Distinguished Alumnus (does anyone read this shit?)
Here is where I can have some macabre fun and maybe exact some revenge for the expected beat-down. Today’s opponent’s distinguished alumnus is a serial killer, alcoholic, sexual deviant, necrophiliac, and borderline personality disorder case named Jeffrey Dahmer, who was famous for cannibalizing his victims. He attended Ohio State for only one term, but what the hell. When you don’t have the goods on the field, you have to find other ways to disparage your opponent, as it were.
Dahmer’s story is way too gruesome and over the top to publish here. If you want the details, check out Wikipedia.
Fortunately for the rest of the world, Dahmer paid the ultimate price for his murdering ways although the price was no compensation for the seventeen lives he snuffed out. Having been convicted of fifteen counts of murder in Wisconsin and another in Ohio, he was given sixteen consecutive life sentences. At first, he was kept in solitary confinement to protect him from other inmates, who don’t take kindly to pervs like Jeff, but eventually, while unsupervised, Dahmer had the shit kicked out of him and his head bashed in by a fellow inmate.
Foregone conclusions.
That brings us to what you skipped all the bullshit above to read: The Official Turkey Poop Prediction. But if you had read it, you wouldn’t have had the joy of anticipation. On the other hand, you knew what it was going to be all along. I even set it in bold below so you won’t even have to read my intervening bullshit, even.
The pre-season consensus was unanimous to a man on this one. Not a single, solitary one of the Turkey’s Distinguished Panel of Experts believed that the Nittany Lions would escape this one with a win. Is there a shred of optimism out there? If so, I want to hear about it. I see this one getting ugly fast, maybe not last-year-ugly, but ugly enough. Penn State has scored only two touchdowns in Big Ten/Fourteen play thus far, and those were against less than credible defenses. They will not improve that total this week. Ohio State is a 13.5 point favorite, with an over/under of 52, suggesting a 34-18 game or thereabouts. It’s hard to think that one could lose betting on PSU and taking the points, but based on what I’ve seen so far, I wouldn’t touch that bet with a fork! How can this offense score 18 points without spiking the Buckeye’s drinking fountain with LSD or something. (Then, you’d sure as hell get that dullard look.) Ohio State 48, Penn State 6. Take the over, and it won’t be because of PSU’s offensive production, either.

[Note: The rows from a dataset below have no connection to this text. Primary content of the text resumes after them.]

PR #1500, opened 2023-11-28
Expand the CI matrix and generate coverage information

larseggert:
~~TODO: Support Windows.~~

### DIFF
--- a/.github/workflows/check.yml
+++ b/.github/workflows/check.yml
@@ -39,8 +39,6 @@ jobs:
       - name: Install dependencies (MacOS)
         if: runner.os == 'MacOS'
         run: |
-          python -v || true
-          brew search python || true
           brew install --force --overwrite ninja mercurial
           python3 -m pip install gyp-next
           echo "$(python3 -m site --user-base)/bin" >> "$GITHUB_PATH"
--- a/.github/workflows/check.yml
+++ b/.github/workflows/check.yml
@@ -13,8 +13,8 @@ jobs:
         rust-toolchain: [1.65.0, stable] #, beta]
     runs-on: ${{ matrix.os }}
     defaults:
-          run:
-            shell: ${{ matrix.os == 'windows-latest' && 'msys2 {0}' || 'bash' }}
+      run:
+        shell: ${{ matrix.os == 'windows-latest' && 'msys2 {0}' || 'bash' }}
 
     steps:
       - name: Install Rust
--- a/.github/workflows/check.yml
+++ b/.github/workflows/check.yml
@@ -14,41 +14,56 @@ jobs:
     runs-on: ${{ matrix.os }}
     defaults:
       run:
-        shell: ${{ matrix.os == 'windows-latest' && 'msys2 {0}' || 'bash' }}
+        shell: bash
 
     steps:
       - name: Install Rust
-        uses: actions-rust-lang/setup-rust-toolchain@v1
+        uses: dtolnay/rust-toolchain@master
         with:
           toolchain: ${{ matrix.rust-toolchain }}
           components: rustfmt, clippy
-
-      - name: Install Rust tools
-        uses: taiki-e/install-action@v2
-        with:
-          tool: nextest, cargo-llvm-cov
 
       - name: Install dependencies (Linux)
         if: runner.os == 'Linux'
         env:
           DEBIAN_FRONTEND: noninteractive
         run: |
-          sudo apt-get update
           sudo apt-get install -y --no-install-recommends gyp mercurial ninja-build
+          curl -L --proto '=https' --tlsv1.2 -sSf https://raw.githubusercontent.com/cargo-bins/cargo-binstall/main/install-from-binstall-release.sh | bash
 
       - name: Install dependencies (MacOS)
         if: runner.os == 'MacOS'
         run: |
-          brew install --force --overwrite ninja mercurial
-          python3 -m pip install gyp-next
-          echo "$(python3 -m site --user-base)/bin" >> "$GITHUB_PATH"
+          brew install --force --overwrite ninja mercurial cargo-binstall || brew link --overwrite python@3.11
+          # python3 -m pip install gyp-next
+          # Above does not work, since pypi only has gyp 0.15.0, which is too old
+          # for the homebrew python3. Install from source instead.
+          python3 -m pip install git+https://github.com/nodejs/gyp-next
+          python3 -m pip install packaging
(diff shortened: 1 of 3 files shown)


larseggert:
So the CI run for this fails with
```
actions-rust-lang/setup-rust-toolchain@v1, taiki-e/install-action@v2, and msys2/setup-msys2@v2 are not allowed to be used in mozilla/neqo. Actions in this workflow must be: within a repository that belongs to your Enterprise account, created by GitHub, or matching the following: !/mozilla/**, !mozilla/**, ./**, 10up/wpcs-action@*, aws-actions/*, docker/*, pypa/gh-action-pypi-publish@v1.4.2, slackapi/slack-github-action@*, google-github-actions/*, erlef/setup-beam@v1, yesolutions/mirror-action@*, codecov/codecov-action@*, tj-actions/changed-files@*, tj-actions/glob@*, vmactions/freebsd-vm@v0, actions-rs/toolchain@v1, shivammathur/setup-php@*, EmbarkStudios/*, dependabot/fetch-metadata@*, ilammy/msvc-dev-cmd@v1*, canonical/actions/*, canonical/setup-lxd@*, dtolnay/rust-toolchain@*, pypa/gh-action-pypi-publish@release/v1*.
```
I guess something needs to be allowlisted at the Mozilla org?

martinthomson:
> actions-rust-lang/setup-rust-toolchain@v1, taiki-e/install-action@v2, and msys2/setup-msys2@v2 

Yeah, the mozilla org has policies about the use of actions that will need to be adjusted.

We previously manually worked around the "actions-rust-lang/setup-rust-toolchain" one, basically by re-implementing it, but that's less feasible with the full matrix.  Since then, I have had success with "dtolnay/rust-toolchain", [which is allow-listed](https://bugzilla.mozilla.org/show_bug.cgi?id=1835662). 

We can ask on bugzilla for other actions [here](https://bugzilla.mozilla.org/enter_bug.cgi?product=mozilla.org&component=Github%3A+Administration).

.github/workflows/check.yml
```diff
@@ -5,101 +5,106 @@ env:
...
-    runs-on: ubuntu-22.04
-    env:
-      RUSTFLAGS: -C link-arg=-fuse-ld=lld
+    name: Build & test
     strategy:
+      fail-fast: false
       matrix:
-        rust-toolchain: [stable, 1.65.0]
+        os: [ubuntu-latest, macos-latest] #, windows-latest]
+        rust-toolchain: [1.65.0, stable] #, beta]
```
martinthomson, line 13: @mb wanted beta as an early warning for new lints.  We get less value from having the full matrix there, but given that we've seen errors in Mac builds, it might be OK to just do the full set.

.github/workflows/check.yml
```diff
@@ -5,101 +5,106 @@ env:
...
+    runs-on: ${{ matrix.os }}
+    defaults:
+          run:
+            shell: ${{ matrix.os == 'windows-latest' && 'msys2 {0}' || 'bash' }}
```
martinthomson, line 17:
```suggestion
      run:
        shell: ${{ matrix.os == 'windows-latest' && 'msys2 {0}' || 'bash' }}
```

.github/workflows/check.yml
```diff
@@ -5,101 +5,106 @@ env:
...
+      - name: Install Rust
+        uses: actions-rust-lang/setup-rust-toolchain@v1
+        with:
+          toolchain: ${{ matrix.rust-toolchain }}
+          components: rustfmt, clippy
+
+      - name: Install Rust tools
+        uses: taiki-e/install-action@v2
+        with:
+          tool: nextest, cargo-llvm-cov
```
martinthomson, line 29: Does `cargo install X` work for these two?  It seems to.  And it might be easier than getting approval for the action.

martinthomson (commented):
With codecov, this looks pretty good.

Shame about the NSS/Windows thing, or this would be so much easier.

.github/workflows/check.yml
larseggert: I put `beta` there as a reminder how to figure out how to only make it run informationally (i.e., have fails not be critical).

.github/workflows/check.yml
larseggert: Yup, it occurred to me to that this action might not be needed. Will replace it.

larseggert:
I made it work using the already-approved actions. I'm also getting closer to having Windows working. Will make this a draft PR until then.

larseggert:
Current status:
* Linux builds and tests
* MacOS builds, but tests have failures and there are clippy issues
* Windows builds (yay), but the tests fail completely and there are clippy issues

Questions:
1. Should I include fixes to the clippy issues in this PR?
2. Does anyone have any idea why the tests fail to execute at all on Windows?

.github/workflows/check.yml
```diff
@@ -5,72 +5,66 @@ env:
...
-    runs-on: ubuntu-22.04
-    env:
-      RUSTFLAGS: -C link-arg=-fuse-ld=lld
+    name: Build & test
     strategy:
+      fail-fast: false
       matrix:
-        rust-toolchain: [stable, 1.65.0]
+        os: [ubuntu-latest, macos-latest, windows-latest]
+        rust-toolchain: [1.65.0] #, stable] #, beta]
```
martinthomson, line 13: Any reason that you dropped stable from this?

martinthomson (approved):
FixedGIF

martinthomson:
I see a few test failures on macos that seem worth looking into.  A missing or incorrect `DYLD_LIBRARY_PATH` appears to be the issue, but I don't see a problem with the code that sets the value.

The other failures are such that we can correct them in other updates (hrtime test failures, clippy warnings)

.github/workflows/check.yml
larseggert: Oops. I'll put it back.

larseggert:
> I see a few test failures on macos that seem worth looking into. A missing or incorrect `DYLD_LIBRARY_PATH` appears to be the issue, but I don't see a problem with the code that sets the value.

@martinthomson where do you see those? All I see ar `hrtimer` issues. (Or I need more coffee.)

martinthomson:
Hmm, not there now, which means...

martinthomson:
For whatever reason, in case this comes up again: https://github.com/mozilla/neqo/actions/runs/7140768584/job/19446707656#step:13:139 was the CI run for [e639e5f](https://github.com/mozilla/neqo/pull/1500/commits/e639e5fdeefd9ddfb86ee66f45cddc6d750f06c5) that had a build failure (on the test step).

I’ll be back sometime with my post-game synopsis, in which I’ll either be wiping egg off my face or more likely, expressing some disdainfully prosaic thoughts.
______
*The title for this week’s tilt (tilt title — type that 10 times real fast) is an obscure reference to a texted retort Artificially Sweetened sent to me that AT&T repeated about 200 times, like it got stuck in the network and couldn’t get flushed out. I had made a snide comment relating to a TV promo involving Scarlett Johanson as we were watching TV together via Slingbox link. AS’s response was delayed, as AT&T is frequently wont to do with our texts. When it eventually came through, everything she sent for a while was translated by the network to “Who is Scarlet?” It was at first frustrating, then annoying, and finally very amusing. So the theme this week is, “Who is Scarlet?”
You didn’t really need to know that.